Note that in situations where the SEM will work it is also possible to use 2SEM (two times the SEM) or 95% Confidence Intervals as your error bars. Both 2SEM and 95% CI's are better choices if you want to make the connection between your graph and the results of a statistical test obvious for your audience. Unfortunately, the common misconception that "if the SEM bars do not overlap, the difference between the groups is statistically significant" is NOT always true.

What is it?
Standard Error of the Mean is the Standard Deviation divided by the square root of the sample size.

95% Confidence Interval (CI)

What does it tell you?
The 95% confidence interval can loosely be interpreted as the range that has a 95% chance of containing the true mean.

A more technically correct meaning is that it tells you that if you were to repeat the experiment many times, we would expect 95% of those confidence intervals to contain the true mean.

This is helpful when ... you are comparing the means of two or more groups and want to see if those groups have statistically different means.

Note that while it is true that if you have non-overlapping 95% confidence intervals then you will have a statistically significant difference between groups (P<0.05), the opposite is not always true. You can still have a statistically significant difference between groups with some degree of overlap in the 95% confidence intervals. Also note that sometimes 2SEM is used in place of 95%confidence intervals. If you compare the formulas for 2SEM and 95% CI's you will see that they are almost, but not perfectly, equivalent.

What is it?
95% confidence intervals are placed above and below the sample mean and have the value of 1.96 times the standard deviation divided by the sample size.

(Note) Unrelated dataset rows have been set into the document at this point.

PR #568, opened 2017-06-22
Strict dependency checking

### LINKED ISSUE #566: go_library should fail when a direct dependency is missing
Suppose we have this BUILD file:

```

go_library(
    name = "go_default_library",
    srcs = ["lib.go"],
    deps = [":a"],
)

go_library(
    name = "a",
    srcs = ["a.go"],
    deps = [":b"],
)

go_library(
    name = "b",
    srcs = ["b.go"],
)
```

If lib.go imports both "a" and "b", Bazel should report an error because the dependency on "b" wasn't explicitly specified in `deps`. Currently, no error is reported. Transitive dependencies must be available to the compiler, since we need type information, so the compiler won't be able to check this.

jayconrod:
go_library, go_binary, and go_test now check that their sources don't
import any packages (other than standard ones) that are not provided
by direct dependencies (including dependencies from the "library"
attribute).

Fixes #566


go/tools/builders/compile.go
```diff
@@ -19,30 +19,45 @@ package main
...
 	gotool := args[0]
 	args = args[1:]
 	sources := []string{}
 	goopts := []string{}
+	deps := []string{}
 	bctx := build.Default
 	bctx.CgoEnabled = true
+	depNext := false
+argsLoop:
 	for i, s := range args {
```
ianthehat: This has become too much like custom flag parsing for my liking
How about just use the flags package, the -- will force it to stop processing args anyway, so we can consume flags.Args() into the goops easily.

You will want something like the below to allow you to consume mutiple -dep args into a single list, and maybe do the same for srcs, probably put it in a separate flags.go so we can can use the same approach in all the builders.

```
// multiFlag allows repeated string flags to be collected into a slice
type multiFlag struct {
	values *[]string
}

func (m multiFlag) String() string {
	if len(*m.values) == 0 {
		return ""
	}
	return fmt.Sprint(*m.values)
}

func (m multiFlag) Set(v string) error {
	(*m.values) = append(*m.values, v)
	return nil
}
```

jayconrod: Good idea. I reused multiFlag in flags.go, which is already used for the linker.

ianthehat: That's so much nicer, thanks for doing that.
It's nicer even without the -deps than it was before, I will convert all the other builders to the same method I think.

jayconrod:
@ianthehat I've migrated the integration test to `bazel_test`. It required modifying the test script template to record the return code. Not sure if it's the best approach, but I think it will work for gc_opts_unsafe.bash. PTAL.

PR #3047, opened 2022-01-17
Basic bzlmod setup

fmeum:
**What type of PR is this?**

Feature

This PR adds a MODULE.bazel that makes rules_go usable as a bzlmod module for basic use cases.

The new module definition is verified by a test module that will be used in the presubmit tests of the Bazel Central Registry (BCR).

The following features require more thought and/or work and are not yet supported:
* SDK rules other than go_host_sdk and go_download_sdk.
* non-no-op nogo
* go_proto_library

Work towards #3020.

**Other notes for review**

Based on #3046, so please review that one first.


fmeum:
This is essentially ready for review. The CI fails because the test machines have no Go installed and I chose to use the host SDK as the default toolchain for the new module. Of course we can change that to a hermetic toolchain and/or install Go in the CI.

@achew22 @robfig What is your take on this? Bazel modules are generally expected to be "batteries included" in the sense that they provide a reasonable default toolchain that can then be overriden by the user. In the case of Go, using the host SDK sounds reasonable and would also be in line with how C++ and Java behave with Bazel. However, that would require making a Go SDK available in the CI.

fmeum:
Sorry, I misunderstood the CI failure. Bazel of course has to load the repositories of each toolchain, even if it doesn't end up being selected, so the failure would occur for every user without a local Go SDK. I will look into making this a soft fail, but would already appreciate your feedback on the rest of the PR.

fmeum:
I have put some more thought into how toolchain selection could be improved with bzlmod. I will try to get some feedback on these in the bzlmod community before I continue here.

ar3s3ru:
Hey there @fmeum! Any updates on this PR?
Would be awesome to see `rules_go` support Bzlmod

fmeum:
I haven't continued working on it since `rules_go` without `gazelle` wouldn't be that useful and turning `gazelle` into a bzlmod module would most likely require more progress on https://github.com/bazelbuild/bazel/issues/14590 and https://github.com/bazelbuild/bazel/issues/14580. I will revisit this PR when things have improved.

ar3s3ru:
@fmeum is it really necessary to turn `gazelle` into a bzlmod module for this PR to be merged?
AFAIK the dependency is `gazelle` -> `rules_go`, not the other way around.

What I can see from the failing CI is that the code is expecting a toolchain to be installed in the host machine by default, but we could package a default toolchain instead and make it hermetic, no?

Can't `gazelle` be used still within `WORKSPACE` while these blocking issues are resolved?

achew22:
Personally I agree with @fmeum. `gazelle` provides `go_repository` which is how third-party go code would be loaded into the build graph. I try VERY hard to not add any third-party dependencies on a project, but I'm not sure I've ever made it to production without one. `rules_go` is, sadly, not very useful without `gazelle`.

achew22:
I'm happy to merge this, but what is the story for 3p dependencies declared by rules_go consumers?

fmeum:
@achew22 My current plan is as follows:

1. Get rules_go into the BCR based on this PR. The BCR is still in beta, so we can make changes at any time - there is no need to commit to an API yet.
2. Work on a module extension provided by Gazelle that allows modules to declare their go.mod-style (no http/git/forks/... for starters) dependencies in a way that works well with transitive dependencies. I have a rough prototype of this.
3. Use this module extension in rules_go (cyclic dependencies between modules are permitted) to get the Go modules required for protos to work. That will be the first real test case for these two modules.

After these basics have been found to work, we should start proper discussions on the APIs and features we want to support. I just think it's too early for extended design discussions until there is at least one ruleset handling transitive dependencies in the BCR - currently there are none.

achew22:
Are we dependent on bzlmod being experimental to note that we are going to make backward incompatible changes? Is there any way to put up some blinking hazard lights to notify anyone who may stumble into it that it's definitely not ready for prime time yet?

fmeum:
> Are we dependent on bzlmod being experimental to note that we are going to make backward incompatible changes? Is there any way to put up some blinking hazard lights to notify anyone who may stumble into it that it's definitely not ready for prime time yet?

That's a good point. I added https://github.com/bazelbuild/rules_go/pull/3047/files#diff-6136fc12446089c3db7360e923203dd114b6a1466252e71667c6791c20fe6bdcR10. Is is scary enough?

bcr_tests/MODULE.bazel
```diff
@@ -0,0 +1,15 @@
+module(
+    name = "rules_go_bcr_tests",
+    # Test that the default SDK is registered by not registering one from the test module.
+)
+
+bazel_dep(name = "io_bazel_rules_go", version = "", repo_name = "my_rules_go")
+local_path_override(
+    module_name = "io_bazel_rules_go",
```
achew22, line 8: I thought it was going to show up in bzlmod as just `rules_go`?

MODULE.bazel
```diff
@@ -0,0 +1,23 @@
+module(
+    name = "io_bazel_rules_go",
+    version = "0.33.0",
+    compatibility_level = 1,
```
achew22, line 4: Is it okay to put the compatibility level to be the same as the major version, `0`?

bcr_tests/.bazelrc
```diff
@@ -0,0 +1 @@
+build --experimental_enable_bzlmod
```
achew22, line 1: Is there a reason for `bcr_tests` be a separate top level directory in the root rather than live under the general `tests` directory?

go/private/sdk.bzl
```diff
@@ -233,7 +237,7 @@ def _sdk_build_file(ctx, platform):
             "{goos}": goos,
             "{goarch}": goarch,
             "{exe}": ".exe" if goos == "windows" else "",
-            "{rules_go_repo_name}": Label("//go/private:BUILD.sdk.bazel").workspace_name,
```
achew22, line 236: I think the logic behind this was that it would resolve to `io_bazel_rules_go` if you imported it as such, but if people started to import as `rules_go` they would get that. Does this force us to use `io_bazel_rules_go` going forward?

bcr_tests/.bazelrc
fmeum: Moved it, no particular reason - it just needs to be a separate directory.

go/private/sdk.bzl
fmeum: This is a pattern that currently breaks with bzlmod: With repo mappings, which it uses, the value of `workspace_name` will be the *mapped* repo name, which can't be used to form a valid label. This is where https://github.com/bazelbuild/bazel/issues/15593 would help.

As a result, this line either needs to be replaced on master or via a patch in the BCR. I opted for the former as there are other blockers to a non-bzlmod repo name agnostic rules_go (see my other comment).

MODULE.bazel
fmeum: It does work.

MODULE.bazel
```diff
@@ -0,0 +1,23 @@
+module(
+    name = "io_bazel_rules_go",
```
achew22, line 2: Can we use this opportunity to go to just `rules_go`? I think that's allowed for rules that live in the `bazelbuild` org.

achew22 (approved):
LGTM % 1

MODULE.bazel
fmeum: That is something else we can only do via a patch for now: Since there is no `repo_name` attribute for the main module, this has to remain identical to the `name` attribute in our `workspace` declaration. In the BCR, we will patch it to read `rules_go`.

achew22: Is that a limitation of BCR and therefore something we should mostly ignore for now, or is this something where I should do some early legwork to get things sorted out?

fmeum: It's not a limitation of the BCR, rather it was a deliberate choice made by Xudong and Yun: Every Bazel module *except* the root module can specify a repo name that's different from the module name. If we were to change the name to `rules_go` here, the build would fail as the remaining references to `@io_bazel_rules_go` could not be resolved. In the BCR, we patch these to read `@rules_go` and thus can also change the module name to `rules_go`. I don't think we can do anything about this until the migration to `rules_go` has been completed for both `WORKSPACE` and `MODULE.bazel` consumers.

PR #3051, opened 2022-01-19
tools/upgradedep: add support for Label based repositories.bzl

### LINKED ISSUE #3050: Dependency upgrader fails to run due to change to Label() dependencies

N/A trying to release rules_go.

v0.22.3

4.2.2

Yes

Debian 10

Just pulled master of rules_go

### What did you do?

Running `bazel run //go/tools/releaser -- upgrade-dep all` results in a `upgrading com_github_golang_protobuf: not all patches are string literals` error, due to the Label change in repositories.bzl.

Working on a fix now so I can release v0.30.0 (#3049). Just wanted to make the issue to track.

JamyDev:
**What type of PR is this?**

Bug fix

upgradedep.go was not working due to the change to Label() based patches in #3035. Modified the parser to support both string and Label() patches.

Added tests to ensure all cases are covered for the additional code.

Fixes #3050

**Other notes for review**


go/tools/releaser/upgradedep_test.go
```diff
@@ -0,0 +1,123 @@
...
+	"io/ioutil"
+	"testing"
+
+	bzl "github.com/bazelbuild/buildtools/build"
+	"github.com/bazelbuild/rules_go/go/tools/bazel"
+)
+
+const (
+	reposFile = "go/tools/releaser/testdata/repositories.bzl"
+	funcName  = "go_rules_dependencies"
```
linzhp, line 14:
```suggestion
	_reposFile = "go/tools/releaser/testdata/repositories.bzl"
	_funcName  = "go_rules_dependencies"
```

[Prefix Unexported Globals with _](https://github.com/uber-go/guide/blob/master/style.md#prefix-unexported-globals-with-_)

go/tools/releaser/upgradedep_test.go
```diff
@@ -0,0 +1,123 @@
...
+)
+
+func TestPatchItemParser(t *testing.T) {
```
linzhp, line 17: This test adds a lot of complexity just to cover whether whether a patch expression is parsed correctly. Can we avoid all the file loading and rule parsing in the test by doing something like:

```go
patchExpr, err := bzl.Parse("repos.bzl", 
[]byte(`# releaser:patch-cmd gazelle -repo_root . -go_prefix golang.org/x/tools -go_naming_convention import_alias
 Label("//third_party:org_golang_x_tools-gazelle.patch")`))
if err != nil {
   t.Fatalf(...)
}
patchLabelStr, comment, err := parsePatchesItem(patchExpr)
if patchLabelStr != "//third_party:org_golang_x_tools-gazelle.patch" {
  t.Fatalf(...)
}
```

linzhp:
The other way to test this PR is to extract the logic that reads `repositories.bzl` to a separate function, and read the real `repositories.bzl` to test that function. That way, future incompatible changes to `repositories.bzl` will fail that test.

go/tools/releaser/upgradedep_test.go
JamyDev: Oh that makes sense. Didn't immediately think that we don't really need all the wrapping around the test. I'll put something together in the AM.

JamyDev:
I think reading the entire repositories file and doing a dry run of the upgrader would be a good integration test case, but that would bloat this PR, so that's a separate piece of work.

go/tools/releaser/upgradedep.go
```diff
@@ -488,6 +489,45 @@ func upgradeDepDecl(ctx context.Context, gh *githubClient, workDir, name string,
...
+	patchLabelCall, ok := patchLabelExpr.(*bzl.CallExpr)
+
+	if ok {
+		// Verify the identifier, should be Label
+		ident, ok := patchLabelCall.X.(*bzl.Ident)
+		if !ok {
+			return "", nil, fmt.Errorf("invalid identifier while parsing patch label")
+		}
+		if ident.Name != "Label" {
+			return "", nil, fmt.Errorf("invalid patch function: %s", ident.Name)
```
blico, line 503: NIT: `%q` is generally preferred over `%s` for error strings

go/tools/releaser/upgradedep.go
```diff
@@ -433,19 +433,20 @@ func upgradeDepDecl(ctx context.Context, gh *githubClient, workDir, name string,
...
-				return fmt.Errorf("not all patches are string literals")
+			patchLabelValue, comments, err := parsePatchesItem(patchLabelExpr)
+			if err != nil {
+				return err
 			}
-			if !strings.HasPrefix(patchLabel.Value, "@io_bazel_rules_go//third_party:") {
-				return fmt.Errorf("patch does not start with '@io_bazel_rules_go//third_party:': %s", patchLabel)
+
+			if !strings.HasPrefix(patchLabelValue, "//third_party:") {
+				return fmt.Errorf("patch does not start with '//third_party:': %s", patchLabelValue)
```
blico, line 442: NIT: `%q` instead of `%s`

blico:
Looks good besides some mostly stylistic comments.

go/tools/releaser/upgradedep_test.go
```diff
@@ -0,0 +1,89 @@
...
+
+	for _, tt := range tests {
+		t.Run(fmt.Sprintf("%v", tt.expression), func(t *testing.T) {
+			patchExpr, err := bzl.Parse("repos.bzl", tt.expression)
+			if err != nil {
+				t.Fatalf(err.Error())
+			}
+
+			patchLabelStr, _, err := parsePatchesItem(patchExpr.Stmt[0])
+			if err != nil && err.Error() != tt.error {
```
linzhp, line 72: I prefer to break this into two test tables: `TestPatchItemParser_Success` and `TestPatchItemParser_Error`. That way we can keep the assertions exactly the same for each test table and avoid some branching logic in the test body. In general, we should avoid putting logic in the tests [1][2], because we have tests to cover production logic, but we don't have tests to cover test logic.

[1] https://learning.oreilly.com/library/view/software-engineering-at/9781492082781/ch12.html#donapostrophet_put_logic_in_tests
[2] https://learning.oreilly.com/library/view/software-engineering-at/9781492082781/ch12.html#tests_and_code_sharing_dampcomma_not_dr

JamyDev: Totally fair, was mapping my original case (repos.bzl test file) into a single test, but obviously the landscape changed a little.

PR #3060, opened 2022-01-24
BUILD: cleaned up some old gazelle ignores

JamyDev:
**What type of PR is this?**

Other

Clean up of some old references left behind from #2755.

Fixes up some Gazelle references. Makes it so it doesn't edit this file every time we run gazelle.


JamyDev:
Looks like the build failed on some network issue. Can someone retry it? I don't have the right permissions for it.

PR #3066, opened 2022-02-04
Minor feature: allowing patching the toolchain

amscanne:
**What type of PR is this?**

Feature

This PR adds a trivial feature to go_download_sdk that allows for applying a single patch via the repository_ctx patch method. This is only exposed via the go_download_sdk rule, and not any wrapper rules.

As a trivial feature, there is no issue.


go/private/sdk.bzl
```diff
@@ -121,6 +123,8 @@ _go_download_sdk = repository_rule(
         "sdks": attr.string_list_dict(),
         "urls": attr.string_list(default = ["https://dl.google.com/go/{}"]),
         "version": attr.string(),
+        "patch": attr.label(default = None),
+        "patch_strip": attr.int(default = 0),
```
linzhp, line 127: Let's follow the convention of `go_repository` rule:

* Having `patches` to be a label_list, so it can take multiple patches
* Having `patch_args` to be string_list, and defaults to `["-p0"]`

That 1.96 value is determined by your cutoff for statistical significance (alpha level). With a 0.05 cutoff the value is 1.96.

Box and Whisker

What does it tell you?
Box and Whisker plot visually summarizes the overall shape and spread of the data. It clearly highlights the median and shows where the middle 50% of the data are.

The box itself shows exactly where the middle 50% of the data are. This is often referred to as the interquartile range (IQR) and it goes from the 25th percentile (quartile 1) to the 75th percentile (quartile 3). The line that divides the box into two parts is the median value in the data. The whiskers above and below the box can show a few different things. The default in DataClassroom is to have the whiskers show the full range from the highest value to the lowest value in the data. If you choose to show outliers, then the whiskers will show either (depending on your choice) a value of 1.5 times the interquartile range (IQR) or two standard deviations above and below the mean.

This is helpful when ... you want to display a measure of central tendency for data that are not normally distributed.

In those cases the mean is not a good estimate of the middle of the data and a visualization that highlights the median and tells you something about the shape of the data, like the box and whiskers, is a better choice.

What is it?
The line in the middle is the median. The box is the middle 50% of the data and the whiskers are (usually) showing the highest and lowest values. Sometimes the whiskers show something else like 1.5 times the IQR.

The median is not a calculation of the average (mean) of data, but rather if all data is sorted in order, it is the middle value. If there is an even number of data points, then the median is the calculated average between the two most middle values of data. The 25th and 75th percentiles make up the upper and lower edges of the box. They are the medians of the upper and lower halves of the data.

Median Line

What does it tell you?
The median line tells you exactly where the middle value in your data is.

This is helpful when ... you simply want to highlight the median value itself and not the overall shape or spread of the data. It is great for emphasizing a comparison between two groups when the data are not normally distributed.

What is it?

The median is the middle value of your data.

This is not a calculation of the average (mean) of data, but rather if all data is sorted in order, it is the middle value. If there is an even number of data points, then the median is the calculated average between the two most middle values of data.